Aim of the task: Search the entries below. Return every line that has "bool" in it.

Data for the task:
Issue #5427, opened 2026-03-16
Random flickers after updating to 0.15.4 (8266 bit-bang driver)


coltography:
### What happened?

I have an esp8266 (nodemcu) with 350 WS281B on GPIO15. Powered by 10A 5V PSU. It's worked without issue for over 2~ years and I've updated it any time there's one available. Updating to 0.15.4 made it randomly flicker with no real cause, nothing else changed. I originally had it on GPIO2 and thought maybe there was a problem with this, so changed to GPIO15 and the issue persisted. 

Downgraded to 0.15.3 and the random flickers are gone. I checked Home Assistant to see if the device was rebooting or going unavailable during these flickers but it wasn't. 

### To Reproduce Bug

Not sure. Power on device and allow it to run.

### Expected Behavior

No flickers

### Install Method

Binary from WLED.me

### What version of WLED?

0.15.4

### Which microcontroller/board are you seeing the problem on?

ESP8266

### Relevant log/trace output

```shell

```

### Code of Conduct

- [x] I agree to follow this project's Code of Conduct

DedeHai:
That is very strange as there was no change to code that touches anything regarding LED outputs on the ESP8266.
How often do you see the flickering and what does it look like? 
What levelshifter are you using and how long and how tidy are the data wires?

kbickar:
I'm also seeing this issue. I don't have a level shifter, the controller is about 1 inch from the first LED, and it didn't happen before the update

DedeHai:
WLED can not compensate for insufficient hardware (yet) so your best option is to just stay on 0.15.3

kbickar:
That's definitely an odd way to state that the recent minor update made it more bloated and less efficient.

Everyone knows the esp8266 is a very capable board that can handle most usages (as it has for years) . Saying it's "insufficient hardware" is a lame excuse. If support is being dropped, the project should be forked for a new major version while the compatible version continues

DedeHai:
like I said, there was no change to code that affects LED output and by insufficient hardware I did not mean the ESP8266.
I have done extensive investigation on flickering and only very few instances are related to software bugs, the vast majority is systems that are not built properly and are just at the brink of being unstable and the slightest change in timing (we are talking a handful of nanoseconds) can tip them over into the flickering side.
It is not something that can currently be solved.

kbickar:
I have around 150 LEDs so nothing major (I have another one that's not updated with over 600 LEDs).

[...]

PR #5435, opened 2026-03-21
(0.15.x) wait for LEDs output to finish before OS calls that potentially suspend interrupts

softhack007:
Add a short wait time before calling file.close() and ESP.getFreeHeap(), to prevent LED glitches caused by interrupt stalls.

potential fix for #5427 

## Summary by CodeRabbit

* **New Features**
  * Added LED synchronization methods to improve system coordination during operations

* **Bug Fixes**
  * Enhanced LED timing synchronization during file handling and uploads
  * Improved LED output coordination in firmware update and OTA processes
  * Added LED synchronization before heap memory status checks
  * Better coordination of LED transmission with system task execution

### DIFF
--- a/wled00/FX_fcn.cpp
+++ b/wled00/FX_fcn.cpp
@@ -1477,7 +1477,7 @@ bool WS2812FX::isUpdating() const {
 }
 
 /**
- * Be nice, but not too nice - wait util LEDs are idle, or maxWaitMS milliseconds have passed
+ * Be nice, but not too nice - wait until LEDs are idle, or maxWaitMS milliseconds have passed
  * On 8266 this call will _not_ wait outside the main loop context
  *   Function returns isUpdating() status after waiting
  */


wled00/FX_fcn.cpp
```diff
@@ -1476,6 +1476,27 @@ bool WS2812FX::isUpdating() const {
...
+    if (can_yield()) {
+      // If we are in a yieldable context (main loop), wait until the LEDs output finishes
+      yield();
+      unsigned long waitStart = millis();
+      while (strip.isUpdating() && (millis() - waitStart < maxWaitMS)) delay(1);
+      yield();
+    }
+  #endif
+  return isUpdating();
+}
```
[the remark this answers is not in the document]
softhack007: pairing the wait with strip.suspend() / strip.resume() has to be done by the caller, because strip.resume() at the end of the wait function would not protect the critical call.

Implemented in the next commit.

wled00/file.cpp
```diff
@@ -34,13 +34,26 @@ static File f; // don't export to other cpp files
...
+  bool haveSuspended = false;
+  #if defined(WLED_USE_SHARED_RMT) || defined(__riscv) || !defined(ARDUINO_ARCH_ESP32)
+  if (!strip.isSuspended()) { strip.suspend(); haveSuspended = true; }// prevent that a new strip.show() starts after waiting
+  strip.waitForLEDs(15); // be nice, but not too nice. Waits up to 15ms
+  #endif
+
+  // In 8266 async webserver / lwIP interrupt context can_yield() is false and we cannot wait,
+  // so we proceed immediately — the close is still required to prevent file corruption.
   f.close(); // "if (f)" check is aleady done inside f.close(), and f cannot be nullptr -> no need for double checking before closing the file handle.
+  if (haveSuspended) strip.resume();  // end of critical section - new LEDs updates are allowed again
```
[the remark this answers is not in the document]
softhack007: @coderabbitAI please perform an in-depth controlflow analysis to justify your recommendation. consuming doCloseFile early in closeFile() should prevent unnecessary attempts to double-close the same file from parallel tasks.

wled00/file.cpp
```diff
@@ -34,13 +34,26 @@ static File f; // don't export to other cpp files
...
   DEBUGFS_PRINTF("took %d ms\n", millis() - s);
-  doCloseFile = false;
```
softhack007, line 43: @coderabbitAI i would like a second check to be sure that setting ``doCloseFile=false`` before actually performing ``f.close()`` does not create new failure possibilities in the WLED architecture
* find all call sites of `writeObjectToFile()`,  `writeObjectToFileUsingId()`, `readObjectFromFile()`,  `readObjectFromFileUsingId()`. Find out if each calls belong to the main task or webserver context.
* The feared scenario: one call is inside `closeFile()` - with `doCloseFile` already set to `false` but `f.close()` not completed. Can a parallel task now replace ``f`` by performing a new ``f = open(...)`` in parallel?
* also compare the C++ documented behaviour in our case (static FILE f) to the assumed behaviour in any hazard scenario you may find.
* Do you consider the cases you found credible and likely?

wled00/file.cpp
```diff
@@ -34,13 +34,26 @@ static File f; // don't export to other cpp files
...
 void closeFile() {
+  if (!doCloseFile || !f) { doCloseFile = false; return; }  // file not open, or no request to close -> nothing to do, nothing to wait
   #ifdef WLED_DEBUG_FS
     DEBUGFS_PRINT(F("Close -> "));
     uint32_t s = millis();
   #endif
+  doCloseFile = false; // consume flag early, to reduce the time window for concurrent closing attempts from several tasks.
+
+  // f.close() flushes to flash and briefly disables cache-related interrupts on ESP8266,
+  // which can corrupt WS281x LED timing (bit-bang / UART) if it coincides with strip.service().
```
willmmiles: This can never happen on ESP8266.  It's impossible to be handling file IO during bus operations because the system is using cooperative multitasking -- it cannot be pre-empted.  The strip operation must complete before any web handling/file IO can proceed.

softhack007: @willmmiles i thought that LEDs output is interrupt driven, also on 8266?

Edit: I agree that "if f.close() coincides with strip.service()." is misleading (AI wording....). Can the 8266 LEDs driver continue to send data in the background (ISR) ?

willmmiles: I'm just triple-checking this now..

For digital LEDs:
  - Bigbang buffer is blocking (obviously)
  - DMA methods (pin 3) uses full up-front conversion instead; it's memory intensive
  - The UART method (pins 1 or 2) do use an ISR, but they're configured to operate entirely out of SRAM, so it will work with flash disabled

For analog outputs, the system implements soft PWM using an NMI; it's also entirely SRAM and safe to use during flash IO.

I have to take a break for a bit but I've got my test board up and running, I'll see what I can find later today.

willmmiles: There is a possible issue if someone's trying to use soft-PWM analog and bit-banging simultaneously, but that's firmly in the category of "has never and probably will never work".

softhack007: @willmmiles I just made claude.AI munch through all the related source code (8266 SDK, arduino-8266, NeopixelBus UART method for 8266).

It's still "stupid AI day", but does this statement make sense for you? It looks like f.close() is very unlikely to cause glitches on 8266 (but its still a good idea to wait on -C3 and other risc-v chips).

> In ESP8266 builds, f.close() on LittleFS is not just a handle close; it performs sync/flush work that can trigger SPI flash write/erase in the SDK.
> During those SPI flash operations, the SDK can mask interrupts and disable flash cache access for a short or sometimes noticeable window.
> Running ISR code from SRAM/IRAM is relevant for surviving flash-cache-off periods without crashing or illegal instruction fetches. It does not solve interrupt masking. If the SDK raises interrupt level (for flash write/erase), the ISR will not run regardless of where it is stored.
> For your current 8266 WLED setup (synchronous UART method), this ISR-from-SRAM point is mostly not the deciding factor, because that path is not relying on a background UART refill ISR during show.
> So the specific starvation mechanism we discussed earlier applies to the async UART ISR path (present in NeoPixelBus, but not what WLED instantiates by default): NeoEsp8266UartMethod.cpp:144
> 
> Use this one-liner for the comment:
> // On ESP8266, f.close() can enter SDK flash critical sections (interrupts/cache paused), so we wait for LED output to finish first to avoid WS281x glitches, mainly on ISR-fed UART paths.

willmmiles: It's my understanding that the ESP8266 SDK can be configured whether or not to mask interrupts during flash IO, as a way of managing the fact that the flash unit is shared with the instruction cache.  If you have non-fully-IRAM ISRs, then hitting a non-cached function will require a flash read, which will then crash if the flash unit is in use.  If all your ISRs are put in static IRAM (as the Arduino core does), then it doesn't need to mask interrupts.   As far as I'm aware, the platformio Arduino core build is configured for IRAM ISRs, so flash IO doesn't mask.  (We'd be in big trouble doing soft-PWM if it did!)

That said, Claude is correct that we are currently using synchronous UART ops, so there are no ISRs involved anyways - any flash IO has to wait until the main process gets around to it regardless.

If it was up to me, I wouldn't mention ESP8266 at all, as none of our current code paths are actually vulnerable.  Adding comments about inapplicable conditions will only serve to mislead future developers (and AIs) -- we have enough problems as it is with irrelevant or outdated information propagating about the hardware and drivers.

That said: I'd still accept the PR in general, in the context of being a dirty hack workaround for the C3 we'll want to revert as soon as we can get properly stable output drivers.

softhack007: 👍 I fully agree

wled00/wled_server.cpp
```diff
@@ -380,12 +387,18 @@ void initServer()
 
   server.on(_update, HTTP_POST, [](AsyncWebServerRequest *request){
     if (request->_tempObject) {
+      // prevent random LEDs flashing during OTA
```
softhack007: i'll revert this one - suspend/resume is already handled in ota_update.cpp

wled00/file.cpp
softhack007, line 452: @DedeHai question: are presets.json file requests still coinciding with flicker on the -C3? Like full WebUI refresh (shift-F5) or frequent polling by HA? 

If yes, then i could also add ``strip.waitForLEDs(15);`` here 🤔 

Could you test if waiting before ``request->send`` makes a difference on C3? Maybe we also need ``strip.suspend()`` before the send call.

DedeHai: yes, UI access is still an issue. In my experience ANY file system access causes a glitch.

softhack007: I'm still wondering if ``strip.waitForLEDs(15);`` would be enough here - too many strip.suspend() / strip.resume() calls increase the risk of effects stuttering 🤔

willmmiles: When RMT is being used as the output driver on the C3, the FreeRTOS scheduler switch to the LwIP/AsyncTCP tasks can be enough interrupt latency to cause glitching.  By the time any of our code runs it can already be too late.  Flash IO makes it worse, but deferring it at this level won't cure the problem.

DedeHai: the cure is high priority interrupts. In my driver even using 4 blocks of RMT memory leads to frequent glitches when loading presets or other large files. No such glitches using parallel SPI out as that is DMA driven (even works at DMA ISR priority set to level1). So proper cure in sight but for now, lets mitigate what we can.

wled00/FX_fcn.cpp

Reply:
@@ -1477,7 +1477,7 @@ bool WS2812FX::isUpdating() const {
@@ -1476,6 +1476,27 @@ bool WS2812FX::isUpdating() const {
+  bool haveSuspended = false;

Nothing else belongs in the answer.